As banks increasingly automate their operations, Bank of Uganda governor Emmanuel Tumusiime Mutebile says they should use automation to reduce high lending rates.
Currently, there are many software applications that serve the loan origination and credit assessment requirements of traditional and non-traditional lenders.
Financial institutions are increasingly mindful of improving their practices in these areas to increase efficiency, decision speed and productivity, and to enhance their customer experience, through automation — the latest buzzword in banking. Through automation – use of technology – banks lower their cost of doing business.
As such, banks should pass on the benefits to their clients by reducing their lending rates.
Addressing delegates during third Annual Bankers Conference yesterday at Kampala Serena hotel, Mr Mutebile said: “Access to credit is not the ultimate binding constraint on economic growth.”

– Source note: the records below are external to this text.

PR #365, opened 2018-02-13
https config unit tests

jkae:
- Testing for various states of https config
  - Most invalid states cause expected issues in `fs`, `fse` and `https`; I don't think it's fully in-scope to test unless there is specific error handling in the future
  - Contains test config, test .key, .crt, and .p12 files
  - Utilizes `sinon` and `proxyquire` for test spying to ensure correct calls are being made
- Small edit to various `app.get('params').https.keyPath` calls -- now stores as variable so its properties are more-easily accessed


test/unit/httpsOptions.js
```diff
@@ -0,0 +1,154 @@
...
+    app({appDir: appDir, ...config})
+    assert(stubHttpsServer.args[0][0].ca[0].equals(ca1), 'https.Server CA (1) did not match supplied CA')
+    assert(stubHttpsServer.args[0][0].ca[1].equals(ca2), 'https.Server CA (2) did not match supplied CA')
+
+    config.https.ca = 'test/util/ca.crt'
+  })
+
+  it('should pass certificate authority directly to httpsServer if cafile is false', function () {
+    config.https.cafile = false
+    config.https.ca = '-----BEGIN CERTIFICATE-----\n' + // I don't think template strings work here
```
Autre31415: Since this matches the contents of `ca.crt` couldn't you use `fs.readFileSync` to get the string?

test/util/testHttpsConfig.json
```diff
@@ -0,0 +1,86 @@
+{
```
Autre31415: What's going on in this config file?

jkae: I just set everything to a bogus value because I didn't need anything to work. Admittedly it's mostly a waste of space, so I'll just delete everything that I'm not explicitly using.

test/unit/httpsOptions.js
jkae: That's true. It also doesn't even matter what the contents of `config.https.ca` are, here. I could do that or I could just make it "test" or something.

test/util/testHttpsConfig.json
Autre31415: We're pretty rigorous about setting defaults. You could just pass the needed https params to the constructor, that should make it a lot simpler.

Mr Mutebile added: “We must think holistically about the challenges holding back the power of finance to transform our economy. Proper diagnostics must reveal the problems that constrain agricultural finance before we devise durable solutions. We must examine the borrowing capacities of the businesses in our sector.”
Mr Mutebile challenged financial institutions to rethink their views of bankable projects to design solutions for potential borrowers. Mutebile however, noted that formal sector creditworthy businesses which have been the main clients of commercial banks, comprise a small share of the economy.
Fortunately, Mr Mutebile said some financial institutions have started tackling these problems through business incubation programmes.
“Through automation and adoption of new technologies for delivering financial services, it is possible for banks to reduce their operating costs and pass on the savings to borrowers through reduced lending rates,” he said.
Mr Patrick Mweheire, chairman of Uganda Bankers Association (UBA) who is also the chief executive officer of Stanbic Bank Uganda, said, “Our current strategy period is 2019-2021 and we are focusing on the following: championing initiatives intended at driving down the average industry cost of delivering financial services in Uganda,” he said.
Lending to agriculture
Mr Mweheire said in the last decade, there has seen improvement in lending to agriculture from Shs241.7 billion in 2009 to over Shs1.6 trillion in early 2019. Correspondingly, the share of lending to agriculture as percentage of total private sector credit has more than doubled from 5.2 per cent in 2009 to 12 .9 per cent in 2019.